I have a whole house water softener. I have only had my tank since May and live in south Texas. I have been bypassing the system and using untreated water. Now that the temperatures are colder, I can't add straight cold water. I can't use hot water because it has the soft water in the hot water heater. How do others handle this? I thought about getting a Rubbermaid tub, filling it up with water and putting a heater in it to warm water but I need approximately 100 gallons to refill. What do others do?


----------



## DJRansome (Oct 29, 2005)

Since you are doing 50% water changes you need a 50G holding tank so the water can come to room temp inside your house and it will be ready for use.

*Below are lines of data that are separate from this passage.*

PR #1492, opened 2024-03-30
Roundendscreen: Don't show karma changes if karma is disabled

### LINKED ISSUE #1456: No karma on round end screen when karma is disabled
When karma is disabled in settings make it so the round end screen doesn't show karma lost/gained.

Histalek:
Fixes #1456

Before this change the Roundendscreen showed karma changes even if karma was disabled:

To prevent confusion this change now prevents the Roundendscreen from showing these changes:


saibotk (approved):

TimGoll (approved):
Awesome!

EntranceJew:
This is huge, because it caused a lot of people to believe karma was still affecting role distribution despite lots of things being in the way of that (such as the traitor convar never being defined within TTT2)

Well done

PR #1498, opened 2024-03-31
Text: Added text and nickname limiting

TimGoll:
Adds the following two functions to the game:

```lua
---
-- Creates a text that is limited to the provided length. Adds a limiting chat (e.g. '...') after the
-- text if so desired.
-- @param string text The text that may be limited in length
-- @param number width The maximum width that should be used to limit the text
-- @param[default="DefaultBold"] string font The font ID
-- @param[opt] string limitChar The limiting character(s) that might be appended to the end
-- @param[default=1.0] number scale The UI scale factor
-- @return string The length limited text
-- @realm client
function draw.GetLimitedLengthText(text, width, font, limitChar, scale)
```

```lua
---
-- Creates and caches a elliptic nick for a given length.
-- @param number width The maximum width that should be used to limit the nick
-- @param[default="DefaultBold"] string font The font ID
-- @param[default="..."] string limitChar The limiting character(s) that might be appended to the end
-- @param[default=1.0] number scale The UI scale factor
-- @return string The length limited nick
-- @realm client
function plymeta:NickElliptic(width, font, limitChar, scale)
```

These can be used to limit text / nickname to a given maximum length, while also adding a limiting character.

**Example:**

```lua
print(LocalPlayer():NickElliptic(50, "DefaultBold", "", 1.0))

>>> "Tim | Mi"
```

### DIFF
--- a/CHANGELOG.md
+++ b/CHANGELOG.md
@@ -19,6 +19,7 @@ All notable changes to TTT2 will be documented here. Inspired by [keep a changel
 - Added `TTT2CanTakeCredits` hook for overriding whether a player is allowed to take credits from a given corpse. (by @Spanospy)
 - Disabled locational voice during the preparing phase by default
   - Added a ConVar `ttt_locational_voice_prep` to reenable it
+- Added Text / Nickname length limiting and caching (by @TimGoll)
 
 ### Changed
 
--- a/gamemodes/terrortown/gamemode/client/cl_player_ext.lua
+++ b/gamemodes/terrortown/gamemode/client/cl_player_ext.lua
@@ -115,6 +115,25 @@ function plymeta:AnimUpdateGesture()
 end
 
 ---
+-- Creates and caches a elliptic nick for a given length.
+-- @param number width The maximum width that should be used to limit the nick
+-- @param[default="DefaultBold"] string font The font ID
+-- @param[default="..."] string limitChar The limiting character(s) that might be appended to the end
+-- @param[default=1.0] number scale The UI scale factor
+-- @return string The length limited nick
+-- @realm client
+function plymeta:NickElliptic(width, font, limitChar, scale)
+    limitChar = limitChar or "..."
+
+    self.cachedEllipticNicks = self.cachedEllipticNicks or {}
+
+    self.cachedEllipticNicks[width] = self.cachedEllipticNicks[width]
+        or draw.GetLimitedLengthText(self:Nick(), width, font, limitChar, scale)
+
+    return self.cachedEllipticNicks[width]
+end
+
+---
 -- @hook
 -- @param Player ply The player to update the animation info for.
 -- @param Vector vel The player's velocity.
--- a/lua/ttt2/extensions/draw.lua
+++ b/lua/ttt2/extensions/draw.lua
@@ -678,6 +678,35 @@ function draw.GetTextSize(text, font, scale)
     return w * scale, h * scale
 end
 
+---
+-- Creates a text that is limited to the provided length. Adds a limiting chat (e.g. '...') after the
+-- text if so desired.
+-- @param string text The text that may be limited in length
+-- @param number width The maximum width that should be used to limit the text
+-- @param[default="DefaultBold"] string font The font ID
+-- @param[opt] string limitChar The limiting character(s) that might be appended to the end
+-- @param[default=1.0] number scale The UI scale factor
+-- @return string The length limited text
+-- @realm client
+function draw.GetLimitedLengthText(text, width, font, limitChar, scale)
+    scale = scale or 1.0
+
+    local widthText = draw.GetTextSize(text, font, scale)
+
+    if widthText <= width then
+        return text
+    end
+
+    if limitChar and limitChar ~= "" then
+        width = width - draw.GetTextSize(limitChar, font, scale)
+    end
+
+    -- we use this function here that splits the text in multiple lines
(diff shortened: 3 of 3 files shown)


gamemodes/terrortown/gamemode/client/cl_player_ext.lua
```diff
@@ -114,6 +114,25 @@ function plymeta:AnimUpdateGesture()
...
+-- @param[default="..."] string limitChar The limiting character(s) that might be appended to the end
+-- @param[default=1.0] number scale The UI scale factor
+-- @return string The length limited nick
+-- @realm client
+function plymeta:NickElliptic(width, font, limitChar, scale)
+    limitChar = limitChar or "..."
+
+    self.cachedEllipticNicks = self.cachedEllipticNicks or {}
+
+    self.cachedEllipticNicks[width] = self.cachedEllipticNicks[width]
```
Histalek, line 130: This might lead to inconsistent fonts in cases where some players have a cached ellipticNick for font A and others don't. If then something like the scoreboard wants to get the elliptic nick for those players with font B, some players will retain font A through this caching, correct?

i'm not exactly sure how to nicely prevent this from happening without making this more complex though

Histalek: Additionally we probably need to throw the cache away once the players scale changes

Histalek (changes requested):

gamemodes/terrortown/gamemode/client/cl_player_ext.lua
TimGoll: ah, shit, this makes caching a pain. Might not be worth it to cache it then. Right now the wrapped text in the F1 menu is recreated every frame as well. Which is way more heavy than this

lua/ttt2/extensions/draw.lua
```diff
@@ -678,6 +678,35 @@ function draw.GetTextSize(text, font, scale)
     return w * scale, h * scale
 end
 
+---
+-- Creates a text that is limited to the provided length. Adds a limiting chat (e.g. '...') after the
+-- text if so desired.
```
saibotk, line 683: You should clarify that the limiting char is not counted in to the length.

also typo in "char"

saibotk (changes requested):
Let's get rid of the caching, but otherwise nice!

lua/ttt2/extensions/draw.lua
```diff
@@ -678,6 +678,36 @@ function draw.GetTextSize(text, font, scale)
...
+
+    if limitChar and limitChar ~= "" then
+        width = width - draw.GetTextSize(limitChar, font, scale)
+    end
+
+    -- we use this function here that splits the text in multiple lines
+    local lines = InternalSplitLongWord(text, width, widthText)
+
+    return lines[1] .. (limitChar or "")
+end
```
Histalek, line 709:
```suggestion
function draw.GetLimitedLengthText(text, width, font, limitChar, scale)
    scale = scale or 1.0
    limitChar = limitChar or ""

    local widthText = draw.GetTextSize(text, font, scale)

    if widthText <= width then
        return text
    end

    if limitChar ~= "" then
        width = width - draw.GetTextSize(limitChar, font, scale)
    end

    -- we use this function here that splits the text in multiple lines
    local lines = InternalSplitLongWord(text, width, widthText)

    return lines[1] .. limitChar
end
```
ensuring that `limitChar` is set at the start of the function simplifies 2 expressions later on

i'm fine with either way, i'll let you make the call on this one :)

saibotk (approved):

CHANGELOG.md
```diff
@@ -19,6 +19,7 @@ All notable changes to TTT2 will be documented here. Inspired by [keep a changel
 - Added `TTT2CanTakeCredits` hook for overriding whether a player is allowed to take credits from a given corpse. (by @Spanospy)
 - Disabled locational voice during the preparing phase by default
   - Added a ConVar `ttt_locational_voice_prep` to reenable it
+- Added Text / Nickname length limiting and caching (by @TimGoll)
```
Histalek, line 22:
```suggestion
- Added Text / Nickname length limiting (by @TimGoll)
```
Caching is gone :D

gamemodes/terrortown/gamemode/client/cl_player_ext.lua
```diff
@@ -114,6 +114,18 @@ function plymeta:AnimUpdateGesture()
...
+---
+-- Creates an elliptic nick for a given length.
+-- @param number width The maximum width that should be used to limit the nick
+-- @param[default="DefaultBold"] string font The font ID
+-- @param[default="..."] string limitChar The limiting character(s) that might be appended to the end
+-- @param[default=1.0] number scale The UI scale factor
+-- @return string The length limited nick
+-- @realm client
+function plymeta:NickElliptic(width, font, limitChar, scale)
+    return draw.GetLimitedLengthText(self:Nick(), width, font, limitChar or "...", scale)
```
Histalek, line 126: Do we really want the `limitChar` to be configurable here? i think just using '...' here would be fine and is a bit more in line with the function name

Histalek (changes requested):

gamemodes/terrortown/gamemode/client/cl_player_ext.lua
TimGoll: I don't care. If you say so, I'll change it

Histalek (approved):

PR #1499, opened 2024-03-31
EquipmentEditor: Set clip on buy

TimGoll:
Added `SWEP.SetClipOnBuy` and `SWEP.ClipOnBuy` to set the weapon's clip on buy via the equipment editor. I did not want to just use the latter variable to set a clip on buy to all weapons as most "one time use weapons" instantly remove the weapon on use which makes this slider pointless. It is therefore something swep makers have to integrate into their weapon, which is pretty simple.

I also reordered some elements in the equipment menu because they were out of place. It now looks like this:

image

### DIFF
--- a/gamemodes/terrortown/entities/weapons/weapon_tttbase.lua
+++ b/gamemodes/terrortown/entities/weapons/weapon_tttbase.lua
@@ -128,6 +128,12 @@ SWEP.silentPickup = false
 -- Can be useful if you have multiple instances, that rely on global variables stored via weapons.GetStored()
 SWEP.HotReloadableKeys = {}
 
+-- Set this to true if the weapon should have a custom clip size on buy that can be set in the equipment editor
+SWEP.SetClipOnBuy = false
+
+-- The defult clip on buy if `SWEP.SetClipOnBuy` is set to true
+SWEP.ClipOnBuy = 1
+
 -- If this weapon should be given to players upon spawning, set a table of the
 -- roles this should happen for here
 --	SWEP.InLoadoutFor = {ROLE_TRAITOR, ROLE_DETECTIVE, ROLE_INNOCENT}
--- a/gamemodes/terrortown/entities/weapons/weapon_tttbase.lua
+++ b/gamemodes/terrortown/entities/weapons/weapon_tttbase.lua
@@ -129,10 +129,10 @@ SWEP.silentPickup = false
 SWEP.HotReloadableKeys = {}
 
 -- Set this to true if the weapon should have a custom clip size on buy that can be set in the equipment editor
-SWEP.SetClipOnBuy = false
+SWEP.EnableConfigurableClip = false
 
--- The default clip on buy if `SWEP.SetClipOnBuy` is set to true
-SWEP.ClipOnBuy = 1
+-- The default clip on buy if `SWEP.EnableConfigurableClip` is set to true
+SWEP.ConfigurableClip = 1
 
 -- If this weapon should be given to players upon spawning, set a table of the
 -- roles this should happen for here
@@ -1490,10 +1490,10 @@ function SWEP:Initialize()
         self:InitializeCustomModels()
     end
 
-    if self.SetClipOnBuy then
-        self:SetClip1(self.ClipOnBuy or self.Primary.DefaultClip)
+    if self.EnableConfigurableClip then
+        self.Primary.ClipSize = self.ConfigurableClip or self.Primary.DefaultClip
 
-        self.Primary.ClipSize = self.ClipOnBuy or self.Primary.DefaultClip
+        self:SetClip1(self.ConfigurableClip or self.Primary.DefaultClip)
     end
 
     if CLIENT and self:Clip1() == -1 then
--- a/gamemodes/terrortown/entities/weapons/weapon_tttbase.lua
+++ b/gamemodes/terrortown/entities/weapons/weapon_tttbase.lua
@@ -131,7 +131,7 @@ SWEP.HotReloadableKeys = {}
 -- Set this to true if the weapon should have a custom clip size on buy that can be set in the equipment editor
 SWEP.SetClipOnBuy = false
 
--- The defult clip on buy if `SWEP.SetClipOnBuy` is set to true
+-- The default clip on buy if `SWEP.SetClipOnBuy` is set to true
 SWEP.ClipOnBuy = 1
 
 -- If this weapon should be given to players upon spawning, set a table of the
--- a/gamemodes/terrortown/entities/weapons/weapon_tttbase.lua
+++ b/gamemodes/terrortown/entities/weapons/weapon_tttbase.lua
@@ -777,16 +777,6 @@ if CLIENT then
 
     ---
     -- @realm client
-    function SWEP:OnRemove()
-        local owner = self:GetOwner()
-
-        if IsValid(owner) and owner == LocalPlayer() and owner:IsTerror() then
-            RunConsoleCommand("lastinv")
-        end
-    end
-
-    ---
-    -- @realm client
     function SWEP:CalcViewModel()
         if not IsFirstTimePredicted() then
             return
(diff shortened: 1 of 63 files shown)


lua/terrortown/lang/en.lua
```diff
@@ -2220,3 +2220,8 @@ L.help_locational_voice_prep = [[By default the proximity chat is disabled in th
 
 Note: Proximity chat is always disabled during the post round phase.]]
 L.help_voice_duck_spectator = "Ducking spectators makes other spectators quieter in comparison to living players. This can be useful if one wants to listen closely to the discussions of the living players."
+
+L.help_equipmenteditor_clip_on_buy = [[The clip size on buy defines the amount of uses the weapon has after it was bought.
+
+Note: This setting is only available for those weapons where its author implemented the handling of it.]]
```
Histalek, line 2226:
```suggestion
L.help_equipmenteditor_clip_on_buy = [[The clip size on buy defines the amount of uses the weapon has when bought in the shop.

Note: This setting is only available for weapons that enable this feature.]]
```

Additionally what does "available" mean in this context? is the option greyed out if `SWEP.SetClipOnBuy` is false?

Histalek (changes requested):

lua/terrortown/lang/en.lua
TimGoll: > is the option greyed out if SWEP.SetClipOnBuy is false?

I could do this. Right now it is just now shown at all.

Histalek: that's fine as well!

Histalek (approved):

saibotk:
Im opposed to the networking part, can you quickly explain why that is necessary?

TimGoll:
> Im opposed to the networking part, can you quickly explain why that is necessary?

It is needed to update the clip variable on the client as well. This was the easiest solution I could find at least. As @ZenBre4ker said the saved keys are networked, but I have to set `wep.Primary.ClipSize` to the value of `wep.ClipOnBuy` if  `wep.SetClipOnBuy` is set to true. I could probably also achieve this with the already networked data and a hook/timer combo. But I did not investigate this. I'm also not at home for the coming two weeks. So if someone wants to look into it, please go ahead, I'm only available via text though

TimGoll:
@saibotk Just to ping you as you did not answer to my comment

saibotk:
But why does the client need this? What happens if you dont do that? 

Seems like something that gmod should/would handle.

TimGoll:
> But why does the client need this? What happens if you dont do that?
> 
> Seems like something that gmod should/would handle.

The Playerinfo HUD element is bugged and shows the wrong max clip size. GMod does not handle this, GMod sadly has no max clip. This is manually handled by TTT

saibotk:
Can this be solved via the weapon entity's network variables? Like we do with the sprint system?
Seems like the more correct place for this instead of another side channel network update.
If not im fine with this. Thanks for explaining!

TimGoll:
> Can this be solved via the weapon entity's network variables? Like we do with the sprint system? Seems like the more correct place for this instead of another side channel network update. If not im fine with this. Thanks for explaining!

Not sure, hm. It is not something that is updated on the fly though. Maybe I can use the synced data from @ZenBre4ker's settings stuff, but I did not investigate this and he did not yet answer

ZenBre4ker:
So, Im wondering why this is something TTT2 should implement?
Isnt that a default setting when you get equipment, that it can have ammo directly?

Otherwise while cliponBuy is synchronized it is just a static setting.
But generally you would only need to check it on the client on the receiving end and add that amount to your clip.
Not really necessary to send it to the client.

TimGoll:
> So, Im wondering why this is something TTT2 should implement?
Isnt that a default setting when you get equipment, that it can have ammo directly?

Yes. But there are multiple weapons that want to have a configurable clip size. Using the `.Primary.Clip` variable doesn't work because it is only updated on weapon initialization when the file is loaded (so only once per map change) and it would also break weapons that do not account for dynamic clip size.

I therefore added the `ClipOnBuy` variable that is only used if the weapon creator enables it. It can be used so that the defi has a definable amount of uses without the hacking that is currently in place.

> Not really necessary to send it to the client additionally.

As I said in a previous comment that does not work. If you do not set the MaxClip on the client manually, it ends up showing stuff like "4 / 1" (four out of one) left, which I consider a bug.

ZenBre4ker:
There should be something in the database you can hook to.

TimGoll:
> There should be something in the database you can hook to.

All I could find is this: https://github.com/TTT-2/TTT2/blob/master/lua/ttt2/libraries/database.lua#L291

But as far as I can see this is only called in the realm where it is stored (the server in this case) and it is also not called when the weapon is initialized and the value from the database is only read, not changed

ZenBre4ker:
Mhh, normally it should be synced. Same way we do it for databaseelement in the ui.

TimGoll:
> Mhh, normally it should be synced. Same way we do it for "database"-element in the ui.

I've never worked with your synced database stuff. So if you think there is a better solution to my custom syncing, I'd really appreciate pointers that show me what to do because I'm not that motivated to start working through all the database and syncing stuff you did, that was quite a lot. Thanks!

ZenBre4ker:
I Thought about this here, should work the same for your case:
https://github.com/TTT-2/TTT2/blob/297be1b71501eef88f96b81602eb5d132785690b/lua/ttt2/libraries/items.lua#L87-L101

TimGoll:
Thank you, I will check it out!

TimGoll:
I simplified the syncing a lot by using the syncing that sven already implemented

gamemodes/terrortown/entities/weapons/weapon_tttbase.lua
```diff
@@ -128,6 +128,12 @@ SWEP.silentPickup = false
 -- Can be useful if you have multiple instances, that rely on global variables stored via weapons.GetStored()
 SWEP.HotReloadableKeys = {}
 
+-- Set this to true if the weapon should have a custom clip size on buy that can be set in the equipment editor
+SWEP.SetClipOnBuy = false
+
+-- The defult clip on buy if `SWEP.SetClipOnBuy` is set to true
```
ZenBre4ker, line 134:
```suggestion
-- The default clip on buy if `SWEP.SetClipOnBuy` is set to true
```

gamemodes/terrortown/entities/weapons/weapon_tttbase.lua
```diff
@@ -1484,6 +1490,10 @@ function SWEP:Initialize()
         self:InitializeCustomModels()
     end
 
+    if self.SetClipOnBuy then
+        self:SetClip1(self.ClipOnBuy or self.Primary.DefaultClip)
+    end
+
```
ZenBre4ker, line 1496: Arent those also called for weapons on the floor? Is that intended?

lua/terrortown/lang/en.lua
```diff
@@ -2222,6 +2222,11 @@ L.help_locational_voice_prep = [[By default the proximity chat is disabled in th
 Note: Proximity chat is always disabled during the post round phase.]]
 L.help_voice_duck_spectator = "Ducking spectators makes other spectators quieter in comparison to living players. This can be useful if one wants to listen closely to the discussions of the living players."
 
+L.help_equipmenteditor_clip_on_buy = [[The clip size on buy defines the amount of uses the weapon has when bought in the shop.
+
+Note: This setting is only available for weapons that enable this feature.]]
```
ZenBre4ker, line 2227: If Initialize is not overriden it also works, right?

saibotk (approved):

gamemodes/terrortown/entities/weapons/weapon_tttbase.lua
TimGoll: Yes. It wasn't when I came up with the idea, but I changed my mind. Maybe that means that I should change the variable name. Any good suggestions? Maybe configurableClip

lua/terrortown/lang/en.lua
TimGoll: If it is overridden it breaks, yes. But it also has to be enabled on a per weapon basis because most weapons would "break" if the clip is configurable

TimGoll:
Before merging I will probably rename the variable. I also have to test if the UI is working as intended, I think I forgot to set the MaxClip. But that is an easy fix.

Just so you are aware and don't merge it yet.

TimGoll:
Tested and works

ZenBre4ker (approved):

PR #1502, opened 2024-04-05
Corpse: Corpse velocity can now be properly overridden using TTT2ModifyRagdollVelocity

TW1STaL1CKY:
With this fun little change, a corpse's initial velocity can be properly overridden by returning a vector in a TTT2ModifyRagdollVelocity hook.


TimGoll:
In general we tend to pass these values as parameters to the hook inside a table. That way multiple addons can modify the same value and the change stacks. So if one addon sets the multiplier to 2, the other to 3, the resulting multiplier would be 6. Is this something that you would consider useful?

TW1STaL1CKY:
Ahh I see, I thought updating v was how you modify it but when I tried it wasn't working, hence why I made this PR.
As you noted, I fell into the trap of replacing v with a new vector, which doesn't properly update the value. I just double checked replacing the individual xyz fields and it does update the velocity properly 😄

I'll close this since it isn't needed, the current implementation makes more sense. It would be good if it was noted on the API docs for this hook that this is how you correctly update the velocity

Issue #1491, opened 2024-03-29
Proximity Voice Chat Enhancements


ruby0b:
Planning to implement most of these myself as mentioned on the Discord, just putting a cleaned up list here to keep track / discuss:

**Server-side:**
- [x] Using regular voice chat for everyone during the preparing phase (#1490)
- [ ] Maximum voice chat range cutoff (probably guarded by another ConVar, disabled by default)

**Client-side:**
- [ ] Voice chat toggle keybinding (upstreaming https://github.com/ruby0b/ttt2-voice-chat-toggle)
- [ ] Hiding voice chat panels (with a setting to hide them only for players that you hear through proximity voice chat. Will require clients to receive the information that a voice is heard locationally)

TimGoll:
Nice to see you working on that. Together with my UI rework, the 0.14.0 update will feature quite a lot of voice chat improvements!

TimGoll:
> Voice chat toggle keybinding (upstreaming https://github.com/ruby0b/ttt2-voice-chat-toggle)

What's the general consensus on this? Should this really be a secondary keybind? Or a setting in the client voice setting where you can switch between different modes like "push to talk", "push to mute", "toggle" and "voice activation"?

IMHO we don't need a new keybind for this. It could use the already existing one. We should also make sure that the global voicechat is automatically muted as soon as the team voice chat is engaged.

ruby0b:
I agree that it's probably unnecessary to introduce another keybind, we should just use a dropdown for the different options.
Toggle and voice activation would be the same thing though because as far as I can tell the voice chat always uses some built-in threshold, right?

I found it a bit difficult to wrap my head around how team chat should work when using anything other than push-to-talk, so I made some diagrams.
I guess for toggle it would be like this (G = global voice chat key, T = team voice chat key):
![image](https://github.com/TTT-2/TTT2/assets/106119328/8a29492e-c4be-4af5-88d4-8da97dc6597d)

Push to mute seems a little more confusing since pressing the key is supposed to *mute* you.
But I guess it could work like this, where you switch voice chat by pressing and then *releasing* the key:
![image](https://github.com/TTT-2/TTT2/assets/106119328/143b27d0-453c-42bd-8fda-4ce69cb79f19)

TimGoll:
> as far as I can tell the voice chat always uses some built-in threshold, right?

[...]

PR #1503, opened 2024-04-06
Add locational voice chat range cut-off setting

ruby0b:
#1491

### DIFF
--- a/CHANGELOG.md
+++ b/CHANGELOG.md
@@ -19,6 +19,7 @@ All notable changes to TTT2 will be documented here. Inspired by [keep a changel
 - Added `TTT2CanTakeCredits` hook for overriding whether a player is allowed to take credits from a given corpse. (by @Spanospy)
 - Disabled locational voice during the preparing phase by default
   - Added a ConVar `ttt_locational_voice_prep` to reenable it
+- Added `ttt_locational_voice_range` to set a cut-off radius for the locational voice chat range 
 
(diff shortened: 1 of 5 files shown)


ruby0b:
Not sure if using 0 as a special value to disable the feature is idiomatic or if I should add a bool that enables/disables the cut-off being active.

ruby0b:
As for the motivation for this feature: by default, you can basically still hear every player from anywhere on the map, they just get *very* quiet at some point which is probably not what most people want.

EntranceJew:
Does this also account for the "local origin" issue where anyone standing near 0,0,0 will be able to hear conversations at a much higher volume due to the speaking player being in the PAS but not the PVS?

ruby0b:
Sorry, I don't know anything about that issue (didn't even know that was a thing). Would that affect distance calculations?
If not then I guess this would fix that since you're guaranteed not to hear anyone outside the given range.

EntranceJew:
It is more like it is a problem that frequently crops up with distance-cutoff because the issue becomes more apparent when the voice range is relatively small but the map is dense, I'm surprised you haven't had it come up.

saibotk (approved):
Looks very good and i think 0 is fine for disabled 🙌

Thank you so much for improving this.

Histalek (approved):
Looks good to me :)

using 0 to turn this is off is a good choice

Or you could do an automatic water change system, change 10% daily and the cold water will be OK.


----------



## cich2it (Jul 23, 2012)

I don't quite understand your bypass system not able to provide heated water.. Did you have this system installed by a professional? If so this person(s) should of been able to accomplish what your specific needs are for your tank.
I have a tankless water system, filtered well water. We had a plumber install a t-bar and also not use copper tubing. Inside the house (under bathroom cabinet) have a lever that is labeled, I can switch to hard water. It then bypasses filtered system, yet continues to another filter (for any other sand, etc) and flows thru to a faucet with hot and cold water. 
Beforehand, I had well water tested, (filtered and non-filtered. along with maintenance testing of filtered soft water on a regular basis.

Believe me I used to fill up tubs from (1) outside faucet, because all other outside had salted water. It was quite a drag, literally :lol: So please if you can try to get someone to take a look at your systems, it will be well worth it. 
Just my 2 cents. Good luck..

Suzy


----------



## lkmalawilvr (Jul 29, 2013)

Both ideas sound awesome. How can I find more information about the automatic water change systems. This is for a freshwater tank, 215 gallon.


----------



## skurj (Oct 30, 2011)

If you aren't changing 30% or more at a time I don't think I'd worry about it. To be safe measure the temperature of your 'cold' water vs tank. I think you would have to add a considerable amount of 'cold' to drop the temperature in that tank before it would have any effect on the health and happiness of the residents.


----------